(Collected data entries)

--------------------------------

PR #1423, opened 2024-05-10
refactor: mls group verification in `ZMUserSession` [WPB-9149]

markusfassbender:
<table>
<td>
  <a href="https://wearezeta.atlassian.net/browse/WPB-9149" title="WPB-9149" target="_blank">BugWPB-9149</a>  iOS: refactor mls group verification in ZMUserSession
  </td></table>
  <br />
 

### Motivation

The `ZMUserSession`'s initialiser takes about 25 arguments. They can be categorised in two:
1. primary dependencies: foundational services, caches etc.. Ideally they should not use other dependencies.
2. secondary dependencies: derived objects that can be initialised by the primary dependencies.

The `ObserveMLSGroupVerificationStatusUseCase` belongs to category 2 and thus should not be passed to the initialiser of `ZMUserSession` to avoid a infinite growing of responsibilities.

The second point was, that the use case has a state. Therefore it was required to retain the whole use case and keep a task reference alive, again a responsibility of `ZMUserSession` until now. This is implicit and cannot be easily understand from the outer scope.

### Refactoring

1.  While working on it, I figured out that the logic broke into several smaller files, that kind of belong together, and overlapped in some points, logs etc.:
- `ObserveMLSGroupVerificationStatusUseCase`
- `MLSConversationVerificationStatusUpdater`
- `UpdateMLSGroupVerificationStatusUseCase`

`ObserveMLSGroupVerificationStatusUseCase` and `MLSConversationVerificationStatusUpdater` got merged into `MLSGroupVerification`. Extract extension to user session. Simplify mocking and unit tests.

2. Extract `CertificateRevocationLists` as extension to user session.

### Review

> [!NOTE]
> Start your review in `ZMUserSession.swift` to see the benefit there.

Maybe it's also helpful to checkout the whole branch and read classes in code.

### Testing

- Simple test: breakpoints, run the app and login
- For the whole ticket we need to test the MLS group verification with @KaterinaWire and QA.

---

### Checklist


wire-ios-sync-engine/Source/UserSession/ZMUserSession/ZMUserSession.swift
```diff
@@ -424,6 +427,12 @@ public final class ZMUserSession: NSObject {
         applicationStatusDirectory.syncStatus.syncStateDelegate = self
         applicationStatusDirectory.clientRegistrationStatus.registrationStatusDelegate = self
 
+        let observeMLSGroupVerificationStatusUseCase = observeMLSGroupVerificationStatusUseCase ?? ObserveMLSGroupVerificationStatusUseCase(
+            mlsService: mlsService,
+            updateMLSGroupVerificationStatusUseCase: updateMLSGroupVerificationStatus,
+            syncContext: coreDataStack.syncContext
+        )
+
```
johnxnguyen: Is this only injected for tests? The tests also seem to just pass an empty implementation, suggesting that we don't want any observation during tests.

I feel like `ObserveMLSGroupVerificationStatusUseCase` shouldn't be a use case, but rather just an object that observes epoch changes and invokes another use case. I'm wondering if we even need to have this here and instead setup and tear down the observation when needed.

markusfassbender: 1. Yes it's only for tests. My assumption is that the original idea was tests using the fat `ZMUserSession` with all kinds of side effects should not perform them and thus causing suddenly unexpected behaviour.

2. I agree that it's not really a use case. The reason why it lives in `ZMUserSession` is probably the life cycle and that it must be retained as an observer. @David-Henner maybe you can give us some additional insight?

wire-ios-sync-engine/Source/UserSession/ZMUserSession/ZMUserSession.swift
```diff
@@ -274,7 +259,8 @@ public final class ZMUserSession: NSObject {
             onNewCRLsDistributionPointsSubject: onNewCRLsDistributionPointsSubject
         )
 
-        cRLsDistributionPointsObserver.startObservingNewCRLsDistributionPoints(
+        // TODO: why is this observer started two times? first time is 'setupCertificateRevocationLists'!
+        cRLsDistributionPointsObserver?.startObservingNewCRLsDistributionPoints(
             from: onNewCRLsDistributionPointsSubject.eraseToAnyPublisher()
         )
```
markusfassbender: @KaterinaWire @David-Henner can you help me with this question?

wire-ios-sync-engine/Source/UserSession/ZMUserSession/ZMUserSession.swift
markusfassbender: @johnxnguyen I worked on this and chose a different solution to the use case. Would be happy to get some feedback :) thanks

wire-ios-data-model/Source/MLS/MLSGroupVerification.swift
```diff
@@ -0,0 +1,106 @@
...
+public final class MLSGroupVerification: MLSGroupVerificationProtocol {
+
+    // MARK: - Properties
+
+    private let updateUseCase: any UpdateMLSGroupVerificationStatusUseCaseProtocol
+
+    private let mlsService: MLSServiceInterface
+    private let syncContext: NSManagedObjectContext
+
+    private var observingTask: Task<Void, Never>?
```
caldrian: optional
```suggestion
    private var observationTask: Task<Void, Never>?
```

wire-ios-data-model/Source/MLS/MLSGroupVerification.swift
```diff
@@ -0,0 +1,106 @@
...
+    }
+
+    deinit {
+        observingTask?.cancel()
+    }
+
+    // MARK: Observing
+
+    public func startObserving() {
+        observingTask = .detached { [mlsService, weak self] in
```
caldrian: Why is `mlsService` in the `capture list`? Can't it be accessed via `self`?

caldrian (approved):
Nice cleanup 🧹

wire-ios-data-model/Source/MLS/MLSGroupVerification.swift
markusfassbender: I thought it was not possible, but found a way now. Thanks 👍

wire-ios-data-model/Source/MLS/MLSGroupVerification.swift
```diff
@@ -0,0 +1,108 @@
...
+        }
+
+        await updateConversation(conversation, with: groupID)
+    }
+
+    public func updateConversation(_ conversation: ZMConversation, with groupID: MLSGroupID) async {
+        do {
+            try await updateUseCase.invoke(for: conversation, groupID: groupID)
+        } catch {
+            WireLogger.e2ei.warn("failed to update MLS group: \(groupID.safeForLoggingDescription) verification status: \(String(describing: error))")
```
KaterinaWire, line 87: I would keep "failed to update conversation's verification status", because it's more accurate. We only update the verification status. 
I would also rename `updateUseCase` to something like `updateVerificationStatus`

wire-ios-data-model/Source/MLS/MLSGroupVerification.swift
```diff
@@ -0,0 +1,108 @@
...
+
+    deinit {
+        observationTask?.cancel()
+    }
+
+    // MARK: Observing
+
+    public func startObserving() {
+        observationTask = .detached { [weak self] in
+            guard let asyncStream = self?.mlsService.epochChanges() else { return}
```
KaterinaWire:
```suggestion
            guard let asyncStream = self?.mlsService.epochChanges() else { return }
```

wire-ios-data-model/Source/MLS/MLSGroupVerification.swift
```diff
@@ -0,0 +1,108 @@
...
+        }) else {
+            return WireLogger.e2ei.warn("failed to fetch the conversation by mlsGroupID \(groupID)")
+        }
+
+        await updateConversation(conversation, with: groupID)
+    }
+
+    public func updateConversation(_ conversation: ZMConversation, with groupID: MLSGroupID) async {
+        do {
+            try await updateUseCase.invoke(for: conversation, groupID: groupID)
```
KaterinaWire: I would rename `updateUseCase` to something like `updateVerificationStatus`. What do you think?

wire-ios-sync-engine/Source/UserSession/ZMUserSession/ZMUserSession.swift
David-Henner: we're adding a different publisher. in `setupCertificateRevocationLists` the publisher is the publisher from `mlsService`. Here it's another publisher, `onNewCRLsDistributionPointsSubject` that is passed to `E2EIKeyPackageRotator` and `E2EIRepository`.

Technically we could have only one publisher and pass it down to all the dependencies

markusfassbender: Okay sounds good so far, I think we need someway to make sure that `setupCertificateRevocationLists()` and this are executed in the right order. Maybe we can have a short pairing session?

markusfassbender: @David-Henner since I am not really able to resolve the timing issue now, I've added just an assertion in 0624c4fd98dab07bad0e162c4a6da5efe9c30beb. This whole construction with lazy vars, that are dependent one each other is quite fragile.
Probably we can make a follow up PR here to clean this up, what do you think? cc @KaterinaWire

johnxnguyen (approved):
Nice

KaterinaWire (approved):

wire-ios-sync-engine/Source/UserSession/ZMUserSession/ZMUserSession.swift
KaterinaWire: Agree

PR #1444, opened 2024-05-15
fix: Send invisible messages in a degraded conversation WPB-7402

KaterinaWire:
<table>
<td>
  <a href="https://wearezeta.atlassian.net/browse/WPB-7402" title="WPB-7402" target="_blank">BugWPB-7402</a>  [iOS] Message cannot be sent for confirmation and last read messages once conversation is degraded
  </td></table>
  <br />
 

### Issue
Invisible messages (hidden in the conversation) were not sent in a degraded conversation.
In the `MessageDependencyResolver` we check if the conversation has degraded and throw an error if so. This is ok for all visible messages because from a UI perspective we are informing the user and asking for confirmation. There is no UI interaction for hidden messages.

### Solution
I've added `shouldIgnoreTheSecurityLevelCheck` to the message and ignore these messages for security check in the `MessageDependencyResolver`.

### Testing

1. Degrade mls conversation.
2. Receive a message in a group where Read receipts are enabled.

### Checklist


typfel (approved):
Nice

caldrian (approved):

wire-ios-request-strategy/Sources/Protocols/OTREntity.swift
```diff
@@ -37,6 +37,9 @@ private let zmLog = ZMSLog(tag: "Dependencies")
     /// This message entity has expired and no more attempt will be made to sent it
     var isExpired: Bool { get }
 
+    /// This message entity should be ignored for security level check
```
netbe, line 40: 👍

netbe (approved):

--------------------------------

(Problem statement) Copy out every line from the data above that has "detached" in it.

(Solution to this problem)
+        observingTask = .detached { [mlsService, weak self] in
+        observationTask = .detached { [weak self] in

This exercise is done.